Thanks for the review, Jakob.scholbach (talk) 14:36, 31 December 2008 (UTC)[reply]

Lead section

We should mention subtraction (or negation) as operations that can be preformed by vectors. While it may be mathematically covered by scaling, it is not the intuitive use of the word. The history really could use some inline references. For example, being an analyst I like the idea that "Later enhancements of the theory are due to the widespread presence of vector spaces in mathematical analysis, mainly in the guise of function spaces." But without a reference this sounds like POV. Thenub314 (talk) 14:03, 2 January 2009 (UTC)[reply]

In the first section on examples where we mention F and Fⁿ, we should mention the connection is by taking n=1, and maybe mention dimension. We talk about dimension more formally later, but we already mentioned it when looking at R². Thenub314 (talk) 14:13, 2 January 2009 (UTC)[reply]

Thank you! Your points, except for the reference (I'll do that soon) are now covered (I chose to put the subtraction in the first section rather than the lead, just for space considerations).Jakob.scholbach (talk) 22:31, 7 January 2009 (UTC)[reply]

Vector spaces with additional structure - comments by Uncia (talk · contribs)

order: comparing the vectors componentwise - there are several ways to do this, see Ordered vector space - a little more detail would be helpful.

Hm. In view of the limited length of the article, and given the little importance of this to the topic, I would rather not include lexicographic order etc.
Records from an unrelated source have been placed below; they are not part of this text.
PR #930, opened 2026-05-10
ci: add Dart native library build for macOS x86_64 (macos-15-intel)

arrrrny:
## Summary

Adds a dedicated CI workflow (`build-dart-native.yml`) to build the Dart native library (`libkreuzberg_dart`) on **macOS x86_64** (`macos-15-intel`) in addition to the existing macOS ARM64 and Linux targets.

Also includes a minor fix to restore the `"full"` feature flag on the kreuzberg dependency in `packages/dart/rust/Cargo.toml`.

## Why

The upstream CI currently only builds the Dart native library on `macos-latest` (ARM64). macOS Intel (x86_64) users cannot use prebuilt binaries and must compile from source, which fails with ONNX Runtime dependency issues on that platform.

## Changes

- **New**: `.github/workflows/build-dart-native.yml` — builds the Dart `kreuzberg_dart` native library on:
  - `macos-15-intel` (x86_64-apple-darwin)
  - `macos-latest` (aarch64-apple-darwin) 
  - `ubuntu-latest` (x86_64-unknown-linux-gnu)
- Runs Dart analysis and tests on the built library
- Uploads the compiled `.dylib`/\.so` as build artifacts


arrrrny:
Replacing with proper feature branch

PR #933, opened 2026-05-11
feat: implement heuristic PDF table extraction gated by config flag

### LINKED ISSUE #897: feat:  Lightweight PDF table extraction without ONNX layout detection models

Kreuzberg's default PDF text extraction serializes table content as inline text, losing row/column structure. The `result.tables` field is always empty unless `LayoutDetectionConfig` is enabled — but enabling it loads the RT-DETR v2 and SLANeXT ONNX models, which add **~12.4 GB RSS**.

For applications that run alongside other memory-intensive processes (e.g. headless browsers, web crawlers), this memory footprint is not viable. Our production environment runs in containers with 4–8 GB RAM budgets, and even on local dev machines the ONNX models cause significant memory pressure.

The result is that there's **no middle ground** between "no table extraction at all" and "load 12+ GB of ONNX models." Many use cases — particularly LLM-based extraction pipelines — just need the tabular data rendered with its structure intact, not pixel-perfect bounding boxes.

### Our workaround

Normed vector spaces and inner product spaces: We never explain that〈 · | · 〉means the inner product

Fixed.

Normed vector spaces and inner product spaces: The Minkowski (or Lorentz) inner product is not an inner product in the usual sense because it is not positive definite - do you want to bring up this inner product in this discussion?

Good point. I'll ponder about that.

Banach spaces - the L^p definition is not quite correct - the elements of the space are equivalence classes of functions and not individual functions. It's probably not worth making a big deal over, just mention that "functions that agree except on a set of measure zero are considered to be the same".

This is in a footnote (nb 9). Do you mean it should be moved up?

Hilbert spaces - The given L² inner product is the "mathematical physics" definition; the "mathematics" definition has the conjugates flipped, that is,

\langle f\ |\ g\rangle =\int _{\Omega }f(x){\overline {g(x)))\,dx\,\!

See Lp_space#Special_cases.

Right.

Hilbert spaces - the intro is confusing because it mixes together several different kinds of approximation. I suggest that the message be split in two parts: (1) It is handy to be able to approximate a general function by members of a set of more special (and often much nicer) functions; (2) In Hilbert space we can extend the idea of basis to approximate general vectors by members of a set of more special (and often much nicer) vectors

I've reworded that a bit.

Miscellaneous comments by Uncia (talk · contribs)

Lede - I think it would be useful to mention the Euclidean vector, which is the physics and engineering vector. Probably more readers are familiar with these vectors than with the mathematical vector, and these vectors were a historical step in developing vector spaces. You probably would also mention William Rowan Hamilton, Oliver Heaviside, and Josiah Willard Gibbs who were the developers of this theory.

Euclidean vectors done. With the history, I have to confess, my knowledge is terribly sparse. Do you know a bit about that? I'd appreciate if we could collaborate on that. Or perhaps you can recommend a book?

I would argue against over-emphasizing the vectors of Hamilton, Heaviside, and Gibbs. Modern vector spaces were developed almost entirely independently of the notions of vectors rooted in Euclidean geometry, first by Hermann Grassmann and then by Giuseppe Peano and Alfred North Whitehead. See, for instance, the historical note to Bourbaki's Algebra. siℓℓy rabbit (talk) 03:40, 8 January 2009 (UTC)[reply]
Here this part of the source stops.